Article Preview
TopParadox-Free Data Analysis In Numerical Comparisons Of Optimization Algorithms: A Review And Case Study
Numerical comparison is essential for evaluating the performance of optimization algorithms (Mersmann et al., 2015; Miettinen et al., 2003; Schittkowski et al., 1994; Simon et al., 2011), especially for evolutionary algorithms, heuristic algorithms, and swarm-based optimization algorithms, partly due to the absence of their theoretical analysis (Dolan & Moré, 2002; Halim et al., 2021; Hamacher, 2014; Memari & Ahmad, 2017; Osaba et al., 2021; Carrasco et al., 2020). A numerical comparison often includes three steps (Halim et al., 2021; Osaba et al., 2021; Schittkowski et al., 1994):
- 1.
Choosing the algorithms to be compared and select proper test problems.
- 2.
Conducting numerical experiments and gathering the needed data.
- 3.
Analyzing the data and interpreting the results.

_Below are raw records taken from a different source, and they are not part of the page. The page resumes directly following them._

PR #6979, opened 2026-08-12
🔨🤖 (chart-configs) replace chart_configs.patch + full with a single config column

sophiamersmann:

Replaces `chart_configs.patch` + `chart_configs.full` with a single `config` column. A `chart_configs` row now holds one config, and which layer it is follows from the pointer that names it: `charts.configId` for the final config, and the new `charts.patchConfigId` for the patch layer. Same goes for mdim views and narrative charts. `variables.grapherConfigId{ETL,Admin}` are renamed to `patchConfigId{ETL,Admin}` for consistency.

**Tables that gained a patch row**

* Standalone charts: `charts.configId` points to the final config, and the new `charts.patchConfigId` points to what used to be the `patch` config.
* Mdim views: same split, with `multi_dim_x_chart_configs.chartConfigId` for the final config and the new `patchConfigId` for the YAML-authored layer.
* Narrative charts: same again, where `narrative_charts.chartConfigId` is the final config and the new `patchConfigId` points to the patch config.

**Indicator layers**

Indicator layers drop the full config and reconstruct it in code.

* ETL-authored indicator configs: `variables.grapherConfigIdETL` becomes `patchConfigIdETL`, a rename only. The row's patch and full configs were identical.
* Admin-authored indicator configs: `variables.grapherConfigIdAdmin` becomes `patchConfigIdAdmin`. The full config is dropped, and `patchConfigIdAdmin` points to the `patch` config. The final config (etl+admin) is constructed in code.

**Untouched**

* Explorer views: unchanged, since `patch` and `full` were identical.
* Mdim redirects: unchanged, since `patch` and `full` were identical.

## The migration

- Add a new column `patchConfigId` to `charts`, `multi_dim_x_chart_configs`, and `narrative_charts`
- Copy each owner's `patch` config into a row of its own and point the owner at it, keeping the source row's timestamps so chart-sync doesn't read it as a change
- Take `charts_x_parents` off `patch` (the reference to `patch` was dead anyway)
- Run `SET full = patch` on the admin indicator rows, so `config` keeps the patch rather than the merged etl+admin config
- Drop `patch` alongside the three generated columns (`slug`, `chartType`, `fullMd5`)
- Rename `full` to `config`, then put the generated columns and the slug index back
- Rename the `variables` pointers to `patchConfigId{ETL,Admin}`

## Worth a reviewer's attention

Annotated in code comments as well.

* **Behaviour change: the R2 sync script only uploads configs that are served.** It used to upload every `chart_configs.full` config (including indicator configs, which are never read but make up the vast majority, ~200.000). This reduces the configs in the PR from ~250.000 to ~25.000. Drafts are uploaded too, and explorer views as well because `refreshExplorerViews.ts` writes them there too.
* **Behaviour change: `GET /admin/api/chart-configs/:id.config.json` returns the config, not the whole row.**
* **Bug fix: an indicator config change triggered a static build even when nothing published had changed.** A query didn't check `isPublished` correctly, so drafts counted as published.
* **Bug fix: the by-slug config in R2 went stale.** An indicator config propagating into a published chart rewrote only `config/by-uuid/`, not `config/by-slug-published/<slug>.json`, so the latter stayed stale until the next sweep.

## Sibling PRs

- ETL: https://github.com/owid/etl/pull/6667
- Analytics: https://github.com/owid/analytics/pull/1003
- Automation: https://github.com/owid/automation/pull/18

### DIFF
--- a/adminSiteClient/CreateNarrativeChartEditorPage.tsx
+++ b/adminSiteClient/CreateNarrativeChartEditorPage.tsx
@@ -88,7 +88,7 @@ class CreateNarrativeChartEditorPageInternal
         const chartConfig = await this.context.admin.getJSON(
             `/api/chart-configs/${this.props.chartConfigId}.config.json`
         )
-        this.parentConfig = chartConfig.full
+        this.parentConfig = chartConfig
     }
 
     @computed get admin(): Admin {
--- a/adminSiteServer/apiRoutes/charts.ts
+++ b/adminSiteServer/apiRoutes/charts.ts
@@ -8,8 +8,6 @@ import {
     DbPlainChart,
     R2GrapherConfigDirectory,
     DbInsertChartRevision,
-    DbRawChartConfig,
-    ChartConfigsTableName,
     DbChartTagJoin,
     ContentGraphLinkType,
     StaticVizTableName,
@@ -45,7 +43,6 @@ import {
     getWordpressPostReferencesByChartId,
     getGdocsPostReferencesByChartId,
 } from "../../db/model/Post.js"
-import { UpdatedChartInheritanceRecord } from "../../db/model/Variable.js"
 import { enqueueExplorerRefreshJobsForDependencies } from "../../db/model/Explorer.js"
 import { expectInt } from "../../serverUtils/serverUtil.js"
 import {
@@ -54,10 +51,7 @@ import {
     retrieveChartConfigFromDbAndSaveToR2,
     updateChartConfigPairInDbAndR2,
 } from "../chartConfigHelpers.js"
-import {
-    deleteGrapherConfigFromR2,
-    saveGrapherConfigToR2ByUUID,
-} from "../../serverUtils/r2/chartConfigR2Helpers.js"
+import { deleteGrapherConfigFromR2 } from "../../serverUtils/r2/chartConfigR2Helpers.js"
 import { triggerStaticBuild } from "../../baker/GrapherBakingUtils.js"
 import * as db from "../../db/db.js"
 import { getLogsByChartId } from "../getLogsByChartId.js"
@@ -566,23 +560,6 @@ export const saveGrapher = async (
     return {
         chartId,
         savedPatch: patchConfig,
-    }
-}
-
-export async function updateGrapherConfigsInR2(
-    knex: db.KnexReadonlyTransaction,
-    updatedCharts: UpdatedChartInheritanceRecord[],
-    updatedMultiDimViews: { chartConfigId: string; isPublished: boolean }[]
-) {
-    const idsToUpdate = [
-        ...updatedCharts.filter(({ isPublished }) => isPublished),
-        ...updatedMultiDimViews,
-    ].map(({ chartConfigId }) => chartConfigId)
-    const builder = knex<DbRawChartConfig>(ChartConfigsTableName)
-        .select("id", "config", "configMd5")
-        .whereIn("id", idsToUpdate)
-    for await (const { id, config, configMd5 } of builder.stream()) {
-        await saveGrapherConfigToR2ByUUID(id, config, configMd5)
     }
 }
 
--- a/adminSiteServer/apiRoutes/charts.ts
+++ b/adminSiteServer/apiRoutes/charts.ts
@@ -4,7 +4,6 @@ import {
     GrapherInterface,
     JsonError,
     DbPlainUser,
-    Base64String,
     serializeChartConfig,
     DbPlainChart,
     R2GrapherConfigDirectory,
@@ -23,7 +22,6 @@ import {
     parseIntOrUndefined,
     omitUndefinedValues,
 } from "@ourworldindata/utils"
-import { v7 as uuidv7 } from "uuid"
 import {
     References,
     StaticVizReference,
@@ -51,12 +49,13 @@ import { UpdatedChartInheritanceRecord } from "../../db/model/Variable.js"
 import { enqueueExplorerRefreshJobsForDependencies } from "../../db/model/Explorer.js"
 import { expectInt } from "../../serverUtils/serverUtil.js"
 import {
+    deleteChartConfigPairFromDbAndR2,
+    insertChartConfigPair,
     retrieveChartConfigFromDbAndSaveToR2,
-    updateChartConfigInDbAndR2,
+    updateChartConfigPairInDbAndR2,
 } from "../chartConfigHelpers.js"
 import {
     deleteGrapherConfigFromR2,
-    deleteGrapherConfigFromR2ByUUID,
     saveGrapherConfigToR2ByUUID,
 } from "../../serverUtils/r2/chartConfigR2Helpers.js"
 import { triggerStaticBuild } from "../../baker/GrapherBakingUtils.js"
@@ -94,7 +93,7 @@ export const getReferencesByChartId = async (
     const narrativeChartsPromise = db.knexRaw<NarrativeChartMinimalInformation>(
         knex,
         `-- sql
-        SELECT nc.id, nc.name, cc.full ->> "$.title" AS title
+        SELECT nc.id, nc.name, cc.config ->> "$.title" AS title
         FROM narrative_charts nc
         JOIN chart_configs cc ON cc.id = nc.chartConfigId
         WHERE nc.parentChartId = ?`,
@@ -248,7 +247,7 @@ const saveNewChart = async (
         shouldInherit?: boolean
     }
 ): Promise<{
-    chartConfigId: Base64String
+    chartConfigId: string
     patchConfig: GrapherInterface
     fullConfig: GrapherInterface
 }> => {
@@ -263,23 +262,12 @@ const saveNewChart = async (
 
     const now = new Date()
 
-    // insert patch & full configs into the chart_configs table
-    // We can't quite use `saveNewChartConfigInDbAndR2` here, because
-    // we need to update the chart id in the config after inserting it.
-    const chartConfigId = uuidv7() as Base64String
-    await db.knexRaw(
+    // Insert without publishing to R2 yet, because we need to update the chart
+    // id in the config after inserting it.
+    const { chartConfigId, patchConfigId } = await insertChartConfigPair(
         knex,
-        `-- sql
-            INSERT INTO chart_configs (id, patch, full, createdAt, updatedAt)
-            VALUES (?, ?, ?, ?, ?)
-        `,
-        [
-            chartConfigId,
-            serializeChartConfig(patchConfig),
-            serializeChartConfig(fullConfig),
-            now,
-            now,
-        ]
+        { config: fullConfig, patchConfig },
+        now
     )
 
     // add a new chart to the charts table
@@ -288,6 +276,7 @@ const saveNewChart = async (
         `-- sql
             INSERT INTO charts (
                 configId,
+                patchConfigId,
                 isInheritanceEnabled,
                 forceDatapage,
                 createdAt,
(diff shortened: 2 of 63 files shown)


sophiamersmann:
@codex review

db/migration/1786454321825-ReplaceChartConfigPatchAndFullWithConfig.ts
```diff
@@ -0,0 +1,156 @@
...
+        `)
+
+        // Drop the patch column and all three generated columns that depend on `full`
+        // Dropping slug also drops idx_chart_configs_slug
+        await queryRunner.query(`-- sql
+            ALTER TABLE chart_configs
+            DROP COLUMN slug,
+            DROP COLUMN chartType,
+            DROP COLUMN fullMd5,
+            DROP COLUMN patch
```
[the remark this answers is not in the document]
sophiamersmann: yup, that's on my mind

sophiamersmann:
@codex review

db/migration/1786454321825-ReplaceChartConfigPatchAndFullWithConfig.ts
```diff
@@ -0,0 +1,156 @@
...
+                JOIN ${table} o ON o.${resolvedPointer} = resolved.id
+                JOIN chart_configs patch ON patch.id = o.patchConfigId
+                SET resolved.patch = patch.config
+            `)
+        }
+
+        // Everything else — indicator configs, explorer views, and the authored
+        // rows themselves — held patch identical to full.
+        await queryRunner.query(`-- sql
+            UPDATE chart_configs SET patch = config WHERE patch IS NULL
```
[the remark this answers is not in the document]
sophiamersmann: I don't think this is worth fixing since we have only have a few admin-authored indicator configs that we plan to remove anyway.

adminSiteClient/CreateNarrativeChartEditorPage.tsx
```diff
@@ -88,7 +88,7 @@ class CreateNarrativeChartEditorPageInternal
         const chartConfig = await this.context.admin.getJSON(
             `/api/chart-configs/${this.props.chartConfigId}.config.json`
         )
-        this.parentConfig = chartConfig.full
+        this.parentConfig = chartConfig
```
sophiamersmann, line 91: `/chart-configs/<uuid>.config.json` used to return the full row, not it only returns the config (which I think is a bit more natural for an endpoint ending in `config.json`)

adminSiteServer/apiRoutes/charts.ts
```diff
@@ -569,23 +563,6 @@ export const saveGrapher = async (
     }
 }
 
-export async function updateGrapherConfigsInR2(
```
sophiamersmann, line 572: Moved to the file where it's used

adminSiteServer/apiRoutes/variables.ts
```diff
@@ -296,11 +301,12 @@ export async function getVariablesVariableIdJson(
...
         variableId
     )
-    const grapherConfigETL = variableWithConfigs?.etl?.patchConfig
-    const grapherConfigAdmin = variableWithConfigs?.admin?.patchConfig
-    const mergedGrapherConfig =
-        variableWithConfigs?.admin?.fullConfig ??
-        variableWithConfigs?.etl?.fullConfig
+    const grapherConfigETL = variableWithConfigs?.etl?.config
+    const grapherConfigAdmin = variableWithConfigs?.admin?.config
+    const mergedGrapherConfig = mergeVariableChartConfigs({
```
sophiamersmann, line 306: The full config is derived in code now, but this'll change in the next PR when we remove the admin layer

adminSiteServer/multiDim.ts
```diff
@@ -164,13 +165,21 @@ async function getViewIdToChartConfigIdMap(
...
         `-- sql
-        SELECT viewId, chartConfigId
+        SELECT viewId, chartConfigId, patchConfigId
         FROM multi_dim_x_chart_configs mdxcc
         JOIN multi_dim_data_pages mddp ON mddp.id = mdxcc.multiDimId
         WHERE mddp.catalogPath = ?`,
         [catalogPath]
     )
-    return new Map(rows.map((row) => [row.viewId, row.chartConfigId]))
+    return new Map(
```
sophiamersmann, line 174: Will be simplified again when we drop the patch later (this also applies to other code changes in this file)

baker/siteRenderers.tsx
```diff
@@ -634,19 +634,21 @@ export const renderExplorerPage = async (
...
-                  })
-                : {}
-            const etlConfig = row.grapherConfigETL
-                ? parseGrapherConfigFromRow({
-                      id: row.id,
-                      config: row.grapherConfigETL,
-                  })
-                : {}
-            const mergedConfig = mergeGrapherConfigs(etlConfig, adminConfig)
+            const mergedConfig =
```
sophiamersmann, line 637: Will be much simpler after dropping the admin layer in the next PR

db/model/Variable.ts
```diff
@@ -241,18 +232,19 @@ async function findAllChartsThatInheritFromIndicator(
...
     }>(
         trx,
         `-- sql
             SELECT
                 c.id as chartId,
                 cc.id as chartConfigId,
-                cc.patch as patchConfig,
-                cc.full ->> "$.isPublished" as isPublished
+                cc_patch.config as patchConfig,
+                cc.config ->> "$.isPublished" = "true" as isPublished
```
sophiamersmann, line 244: The `= "true"` was missing here, which was probably an oversight

devTools/syncGraphersToR2/syncGraphersToR2.ts
```diff
@@ -277,16 +277,29 @@ async function main(parsedArgs: parseArgs.ParsedArgs, dryRun: boolean) {
...
+        >(
+            trx,
+            `-- sql
+             select cc.configMd5, cc.id
+             from chart_configs cc
+             where cc.id in (
+                 select configId from charts
+                 union select chartConfigId from multi_dim_x_chart_configs
+                 union select chartConfigId from narrative_charts
+                 union select chartConfigId from explorer_views
```
sophiamersmann, line 290: We don't need to upload the explorer views and ideally I'd skip it, but the `refreshExplorerViews` script currently also uploads views to R2, so for consistency they're included here too (otherwise the two scripts would fight each other). I figured it doesn't matter much since we'll soon get rid of explorers.

devTools/syncGraphersToR2/syncGraphersToR2.ts
```diff
@@ -277,16 +277,29 @@ async function main(parsedArgs: parseArgs.ParsedArgs, dryRun: boolean) {
...
-            Pick<DbRawChartConfig, "fullMd5" | "id">
-        >(trx, `select fullMd5, id from chart_configs`)
+            Pick<DbRawChartConfig, "configMd5" | "id">
+        >(
+            trx,
+            `-- sql
+             select cc.configMd5, cc.id
+             from chart_configs cc
+             where cc.id in (
+                 select configId from charts
```
sophiamersmann, line 287: We now only upload the final chart configs (published or not)

db/migration/1786454321825-ReplaceChartConfigPatchAndFullWithConfig.ts
```diff
@@ -0,0 +1,142 @@
...
+                AFTER config,
+            ADD COLUMN chartType varchar(255)
+                GENERATED ALWAYS AS ((case
+                    when (json_unquote(json_extract(config, '$.chartTypes')) is null)
+                    then 'LineChart'
+                    else json_unquote(json_extract(config, '$.chartTypes[0]'))
+                end)) STORED
+                AFTER slug,
+            ADD COLUMN configMd5 char(24)
+                GENERATED ALWAYS AS (to_base64(unhex(md5(config)))) STORED NOT NULL,
```
rakyi, line 83: Is the md5 the same as before the migration? If not, it might trigger a lot of archiving, which is not necessarily too bad, but it would be nice if we didn't have to do it.

db/model/ChartConfigs.ts
```diff
@@ -1,121 +1,72 @@
...
-    parseChartConfigsRow,
     serializeChartConfig,
 } from "@ourworldindata/types"
 
+import { v7 as uuidv7 } from "uuid"
+
 import * as db from "../db.js"
 
-export async function getChartConfigById(
+export async function getChartConfigByUUID(
```
rakyi, line 14: Nit: I know we don't have established guidelines for this, but I think it's slightly better to camel-case acronyms than not, to avoid potential pitfalls like [`XMLHttpRequest`](https://developer.mozilla.org/en-US/docs/Web/API/XMLHttpRequest).

packages/@ourworldindata/types/src/dbTypes/ChartConfigs.ts
```diff
@@ -7,19 +7,17 @@ import {
 export const ChartConfigsTableName = "chart_configs"
 export interface DbInsertChartConfig {
     id: string
-    patch: JsonString
-    full: JsonString
-    fullMd5?: Base64String
+    config: JsonString
+    configMd5?: Base64String
     slug?: string | null
     chartType?: GrapherChartType | null
```
rakyi: Since these three are generated by the DB, we shouldn't allow inserting them directly and therefore remove them from this type, right? And we can add them to the `DbRawChartConfig`.

db/model/Variable.ts
```diff
@@ -151,41 +157,26 @@ export async function getMergedGrapherConfigsForVariables(
 }
 
 export async function insertNewGrapherConfigForVariable(
-    knex: db.KnexReadonlyTransaction,
```
rakyi, line 154: I'm confused. Shouldn't this raise a type/runtime error when we write in a read-only transaction? Otherwise why have different types of transactions?

db/model/Variable.ts
rakyi: Hmm, shouldn't we update all charts that inherit from an indicator, not just the published ones?

rakyi: I suppose we could make it a generated column as well, which would convert it to 0/1 for us, instead of having to do it in each query, right? Not necesarilly in this PR though.

rakyi (approved):
Nice and clean!

As I wrote in one of the comments, it would be good to avoid triggering an archive run if we don't need to. So, e.g., if the archive is up-to-date and running the archive script before your changes doesn't produce any new page to archive, it should be the same after your changes. Similarly (using a dry run), if it were to detect something to archive, it should be the same after your changes.

Could you please test it if you haven't already?

db/migration/1786454321825-ReplaceChartConfigPatchAndFullWithConfig.ts
sophiamersmann: It wasn't on my mind, but I just checked and the md5s don't change and no archiving should be triggered

db/model/ChartConfigs.ts
sophiamersmann: I'll do a sweep in a separate PR

packages/@ourworldindata/types/src/dbTypes/ChartConfigs.ts
sophiamersmann: Good point! Changed it

db/model/Variable.ts
sophiamersmann: I didn't notice this, but I just looked into it. This went unnoticed because each caller passes in a read-write transaction. In other words, if you'd actually pass in a read-only transaction, then the insert statement wouldn't go through.

db/model/Variable.ts
sophiamersmann: Yes, that would be sensible. I think the next refactors I'll do will be to move `slug` and `isPublished` out of the chart config. Making `isPublished` into a generated column is one sensible step along the way, but that's for another day.

db/model/Variable.ts
rakyi: Good to know, but also it's less useful than I thought.

db/model/Variable.ts
rakyi: Sounds good. Maybe it shouldn't be in the config either? But we don't have to solve that now.

sophiamersmann: That‘s exactly what I‘m talking about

In the past 20 years, significant progress was made in designing benchmark problems (Gaviano et al., 2003; Hansen et al., 2010; Škvorc et al., 2019a) and establishing data analysis methods (Bartz-Beielstein, 2005; Dolan & Moré, 2002; Rosner et al., 2006). These developments make algorithm competitions possible and popular, for instance, the algorithm competition of the IEEE Congress on Evolutionary Computation (CEC) (García-Martínez et al., 2017; Škvorc et al., 2019a) and the BBOB algorithm competition of the Genetic and Evolutionary Computation Conference (GECCO) (Finck et al.,2010; Škvorc et al., 2019b).
Unfortunately, recent research has demonstrated that two paradoxes may occur in numerical comparisons of optimization algorithms (Liu et al., 2020). Furthermore, the key reason for paradoxes lies in the comparison strategy behind the data analysis method (Liu et al., 2020). Specifically, for data analysis methods adopting the “C2” strategy (pairwise comparisons), the ranking result may form a loop without producing a winner, which is called the cycle ranking paradox. On the other hand, for data-analysis methods adopting the “C2+” strategy (comparing all algorithms simultaneously), the winner may be different from that of the C2 strategy, this phenomenon is called the survival of the nonfittest paradox. According to Liu et al.’s (2020) calculation, the occurrence probability of cycle ranking paradox is about 9% when only three algorithms are compared, and it becomes larger and larger as the number of algorithms increases. When comparing nine algorithms, the occurrence probability of cycle ranking paradox is greater than 45%. These results indicate that we have to take seriously the impact of paradoxes (Liu et al., 2020).